Kubeflow is a de-facto cloud-native ML platform for developing and deploying an ML application on Kubernetes. Operating Kubeflow in an increasingly multi-cloud and hybrid-cloud environment will be a key topic as the market (and Kubernetes adoption) grows. Kubeflow provides a way to operate a full lifecycle of ML. When we develop and deploy a ML application, it typically consists of several stages, such as identifying the problem, data engineering, choosing algorithms and coding the model, experiment with data, tuning the model, training the model, serving the trained model, and so on. Kubeflow provides components for each stage, as well as a pipeline for building, deploying, and managing the workflow.
Kubeflow training is a group of Kubernetes Operators that adds to Kubeflow support for distributed training of ML modules using different frameworks.
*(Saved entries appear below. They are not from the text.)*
PR #3, opened 2017-01-09
Master

WebFooL-se:
To resolv https://jira.untangle.com/browse/NGFW-10281


dmorris-untangle:
Thanks!

Going to merge this manually into release-12.2 branch instead of master so its fixed in future 12.2 builds.
Also that in needed in a few more places.

PR #12, opened 2018-01-12
ARM64 CPU detection for uvm

mcbridematt:
These patches add recognition of ARM64 CPUs, i.e set the JVM options.

Since /proc/cpuinfo does provide a human readable processor name on arm I've added detection for the Cortex-A53, it should be possible to add other cores (A7, A72 etc.) and/or the SoC as well.

This is enough to build and boot and configure Untangle, there is still a crash issue with nfq_get_ct_info that needs to be fixed before it is fully usable.


mcbridematt:
Ping @sdelafond

PR #13, opened 2018-02-05
libmvutil: set pthread stack size on arm64

mcbridematt:
Use the same setting as amd64 and arm32 for now, I have not quantified if this is the best value.
This removes the unknown arch warning on this architecture.


sdelafond:
Thanks a lot for this !

PR #15, opened 2019-06-13
Pytest adblocker

sdelafond:
This is meant as a PoC implementing minimal changes to unit tests for one particular app (adblocker in this case). The main goal is to introduce pytest-3 compatibility, while also retaining legacy runtests functionality.

With this PR, both runs produce equivalent results:

```
# pytest-3 --capture=fd -m ad_blocker --runtests-host 192.168.122.230 /usr/lib/python3.5/dist-packages/tests/
===================================================================================================================================================== test session starts =====================================================================================================================================================
platform linux -- Python 3.5.3, pytest-3.0.6, py-1.4.32, pluggy-0.4.0
rootdir: /usr/lib/python3.5/dist-packages/tests, inifile: 
collected 940 items 

../usr/lib/python3.5/dist-packages/tests/test_ad_blocker.py ..........F....
[...]
==================================================================================================================================================== 925 tests deselected =====================================================================================================================================================
==================================================================================================================================== 1 failed, 14 passed, 925 deselected in 45.58 seconds =====================================================================================================================================
```

vs.

```
runtests -h 192.168.122.230 -t ad-blocker -v -v -v -l /tmp/log ; head -20 /tmp/log
Loading tests from /usr/lib/python3.5/dist-packages/
[...]
== testing ad-blocker ==
[...]
== testing ad-blocker [42.5s] ==

Tests complete. [42.5 seconds]
14 passed, 0 skipped, 1 failed

Total          :   15
Passed         :   14
Skipped        :    0
Passed/Skipped :   14 [ 93.33%]
Failed         :    1 [  6.67%]
```

There are *many* other improvements I could have made (global app variable, regactoring, staticmethods signatures, etc) but I tried to aim for the smallest diff possible in order to ease up review. If this PR is validated, further changes will be made in a pure pytest-style after the official switch from runtests to pytest.

One (maybe) controversial change is the behavior change in initial_setup(): instead of skipping tests if the app is already loaded, it will instead destroy and recreate it. I believe it makes more sense this way, but I'm open to input as to why the previous behavior should instead be chosen.

### DIFF
--- a/ad-blocker/hier/usr/lib/python3.5/dist-packages/tests/test_ad_blocker.py
+++ b/ad-blocker/hier/usr/lib/python3.5/dist-packages/tests/test_ad_blocker.py
@@ -4,12 +4,13 @@ import datetime
 import unittest
 import pytest
 
+from tests.common import NGFWTestCase
 from tests.global_functions import uvmContext
 import runtests.remote_control as remote_control
 import runtests.test_registry as test_registry
 import tests.global_functions as global_functions
 
-default_policy_id = 1
+
 app = None
 
 def addCookieEnabled(url, enabled=True, description="description"):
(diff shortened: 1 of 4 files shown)


cblaise-untangle:
Looks good to me.  

And I agree with your change to destroy/recreate an installed app instead of skipping it.  

It would be great if in that condition, at the end of the test set, restore the app with the previous instance's settings.   That would remove a barrier I occasionally hit where I'm developing and have settings specific to my environment and the act of manually saving/restoring around tests is a minor PITA.

The only other change I'd like to see is just showing failures instead of both pass and failures for [...].  Is that's a pytest argument?

sdelafond:
> It would be great if in that condition, at the end of the test set, restore the app with the previous instance's 
settings. That would remove a barrier I occasionally hit where I'm developing and have settings specific to my environment and the act of manually saving/restoring around tests is a minor PITA.

I'll keep that in mind, that's a pretty good idea.

> The only other change I'd like to see is just showing failures instead of both pass and failures for [...]. Is that's a pytest argument?

Here's the full, unedited pytest output by default:

```
===================================================================================================================================================== test session starts =====================================================================================================================================================
platform linux -- Python 3.5.3, pytest-3.0.6, py-1.4.32, pluggy-0.4.0
rootdir: /usr/lib/python3.5/dist-packages/tests, inifile: 
collected 940 items 

../usr/lib/python3.5/dist-packages/tests/test_ad_blocker.py ..........F....

========================================================================================================================================================== FAILURES ===========================================================================================================================================================
__________________________________________________________________________________________________________________________________________ AdBlockerTests.test_029_passClientEnabled __________________________________________________________________________________________________________________________________________

self = <tests.test_ad_blocker.AdBlockerTests testMethod=test_029_passClientEnabled>

    def test_029_passClientEnabled(self):
        addPassRule(remote_control.client_ip, True, "passedClients")
        result = remote_control.run_command("wget -4 -q -O /dev/null http://ads.pubmatic.com/AdServer/js/showad.js")
        nukeRules("passedClients")
>       assert (result == 0)
E       AssertionError: assert 8 == 0

/usr/lib/python3.5/dist-packages/tests/test_ad_blocker.py:166: AssertionError
---------------------------------------------------------------------------------------------------------------------------------------------------- Captured stdout call -----------------------------------------------------------------------------------------------------------------------------------------------------
Result  : 8
Output  : 
==================================================================================================================================================== 925 tests deselected =====================================================================================================================================================
==================================================================================================================================== 1 failed, 14 passed, 925 deselected in 45.58 seconds =====================================================================================================================================
```

It's only expanding those tests that fail, but it can be tweaked in a lot of different ways. As soon as we make the official switch, I'll document those options.

jccoffin:
Looks like this is a leftover from the git reorg.

PR #19, opened 2019-10-31
Ngfw 12636 add eula to setup wizard

cblaise-untangle:
This adds the Untangle EULA to the setup wizard.


cblaise-untangle:
Creating a new request with update.

PR #38, opened 2019-12-05
Ngfw 11994 better way to handle quic blocking messages

cblaise-untangle:
Add new stat for QUIC blocking, only log if expert-level log option is enabled.


jccoffin:
Looks like there is a conflict to resolve before it can be merged.

cblaise-untangle:
Merge conflict.  Closing.

PR #45, opened 2019-12-18
Fix reports servlet broken UI

dhadarau:
NGFW-12730


cblaise-untangle:
Sorry, I caused this by not testing in reports context. The common files should be available in both admin and report contexts, not just admin.

PR #98, opened 2020-02-14
NGFW-12877: threat-prevention: Handle "Host" headers with appended port

bmastbergen:
We have seen a case where the host specified in the "Host" header
had the port appended.  bctid doesn't handle requests with the
port specified in the url.

Example:

This request would get its reputation reported correctly:

wget ws.trackmytime.com

But this one would not:

wget --header="Host: ws.trackmytime.com:80" ws.trackmytime.com

Since we know bctid can't handle the port, strip it from the host
if it exits, before we send the reputation request to bctid.

NGFW-12877


bmastbergen:
Not ready yet

PR #114, opened 2020-03-24
buildtools: prioritizing openjdk11 over openjdk8

jsommerville-untangle:
Wondering if this should apply to armhf and armel as well, or if we should remove openjdk8 during the upgrade?


jsommerville-untangle:
Closing PR, change should be in 15.1 branch

PR #126, opened 2020-04-23
Ngfw 12794 tp deny page custom

dhadarau:
Added custom block page settings to Threat Prevention, same as they are in Web Filter.


jsommerville-untangle:
@dhadarau this was in the review column in Jira so we went through it during code review, it all looks good

dhadarau:
Dropping this PR as is obsolete

PR #139, opened 2020-05-12
Fix table name in wireguard connection events report

mahotz:
Fixed a typo in the database table name of the connection events report.


cmercer2:
looks good

PR #143, opened 2020-05-27
Added global custom block page

dhadarau:
Added global custom block page


dhadarau:
Closing it as it does not meet the initial NGFW-13100 requirements

PR #7060, opened 2026-02-01
Fix sidebar content not taking whole width when changing tabs 

### LINKED ISSUE #6653: Sidebar layout does not use all the room when switching tabs
1. Open a PDF with lots of pages
2. Open the sidebar with page previews and make the sidebar small in width
3. Switch to the layer previews and make the sidebar large
4. Switch back to page previews and observe that most space is unused

_Originally posted by @rolandlo in https://github.com/xournalpp/xournalpp/pull/6642#pullrequestreview-3171773171_
 

Affects both the release and master branches.

RayyFort:
#### Problem:
Switching away from a  sidebar tab, resizing the sidebar, and returning causes columns in the sidebar tab to display incorrectly, keeping their original width

#### Solution:
Defer layout() using g_idle_add() to run after GTK finishes size allocation.

### DIFF
--- a/src/core/gui/sidebar/Sidebar.cpp
+++ b/src/core/gui/sidebar/Sidebar.cpp
@@ -103,6 +103,15 @@ void Sidebar::setSelectedTab(size_t tab) {
 
         i++;
     }
+    if (this->visibleTab) {
+        g_idle_add(
+                [](gpointer data) -> gboolean {
+                    Sidebar* sidebar = static_cast<Sidebar*>(data);
+                    sidebar->layout();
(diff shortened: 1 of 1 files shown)


bhennion:
Thanks for the fix!

The code look good to me, but would you mind rebasing your PR to target the release-1.3 branch (so the fix will appear in v1.3.2)? You can do that by running `git rebase --onto release-1.3 master` and then change the PR target after clicking on the Edit button on top of the page.

bhennion (approved):

PR #7073, opened 2026-02-04
Up librsvg minimal version to 2.46

### LINKED ISSUE #7070: Build is broken with C version of librsvg due to xournalpp-thumbnailer.cpp
### Operating System

Mac OS

### (Linux only) Distribution

_No response_

_No response_

None

### Installation Method

MacPorts

### Xournal++ Version

1.3.2

### libgtk Version

3.24.51

### Bug Description

A commit intending to get rid of some warning broke compatibility with non-rusty `librsvg`: https://github.com/xournalpp/xournalpp/commit/63e72cf85bc2e47cec8140b0fcc4ea10f6b8bc01
The build now fails due to `RsvgRectangle` and `viewport` not being defined.

### Expected Behaviour

Fixing warnings is not a worth reason to break compatibility, IMO. At this point non-rusty `librsvg` can likely be supported with no issues.
If that becomes unfeasible, at least configure should fail. Otherwise users waste a lot of time on compilation – only to see a failure in the end.

### Steps to Reproduce

Run the build with C version of `librsvg`.

### Additional Context

_No response_

bhennion:
Fix #7070

We are currently using rsvg_handle_render_document() which was introduced in v2.46

### DIFF
--- a/CMakeLists.txt
+++ b/CMakeLists.txt
@@ -149,7 +149,7 @@ endif (APPLE)
 list(APPEND pkg-module-spec "gthread-2.0 >= 2.4.0")
 list(APPEND pkg-module-spec "libxml-2.0 >= 2.0.0")
 list(APPEND pkg-module-spec "libzip >= 1.0.1")
-list(APPEND pkg-module-spec "librsvg-2.0 >= 2.40")
+list(APPEND pkg-module-spec "librsvg-2.0 >= 2.46")
 
 # Profiling
 option (ENABLE_PROFILING "Link with gperftools" OFF)


barracuda156:
It will be a far better fix to add a fallback. We are talking about 7 lines of code in a single file.

barracuda156:
Well, maybe I make I PR with an actual fix then? It’s not hard to restore compatible code, there are version macros for that: https://www.manpagez.com/html/rsvg-2.0/rsvg-2.0-2.52.1/rsvg-Version-checks.php

bhennion:
> Well, maybe I make I PR with an actual fix then? It’s not hard to restore compatible code, there are version macros for that: https://www.manpagez.com/html/rsvg-2.0/rsvg-2.0-2.52.1/rsvg-Version-checks.php

You are more than welcome to make such a PR. I think we could merge it.
But to be honest, this or something else may get broken again in the future (we could bump another dep which indirectly relies on a more recent version of librsvg, for instance). Purposefully maintaining compatibilty with a decade-old unmaintained library is not something we should or would spend time on.

PR #7081, opened 2026-02-05
Improve Layout performances

bhennion:
With this PR:
    * The Layout precalculated data now only needs to be updated when a page is added/removed or has its size changed, or when the layout (nb of columns/rows) is changed. It is no longer updated when scrolling or zooming in or out.
    * There is no longer any loop on all the pages (except for the precalculated data) in Layout or gtk_xournal_draw.

The performance improvements are obvious (especially when using a file with a lot of pages).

The FATE-Operator is what we added to Kubeflow to enable federated-learning capability.
The FATE-Operator contains three CRDs:
- Kubefate: for deploying a management service for FATE
- FateCluster: for deploying a FATE cluster
- FateJob: for submitting and running a federated-learning job to a deployed FATE cluster
The typical use cases of FATE-Operator are:
- Enabling federated learning in Kubeflow and deploying the KubeFATE with the Kubefate CRD
- Deploying a FATE cluster with FateCluster CRD when a federated-learning job comes and there is a new collaborative party
- Submitting and running a federated-learning job with FateJob CRD
Besides Kubeflow, the Kubefate and FateCluster CRDs can also be used directly to deploy and manage KubeFATE and FATE in a Kubernetes cluster, such as Tanzu Kubernetes Grid Cluster.
We have explored the advantages of and potential for federated learning and briefly discussed the projects based on cloud-native technologies to enable it in production. In subsequent posts, we will delve deeper into the practical details of KubeFATE and how we can use it to provision and manage the FATE cluster.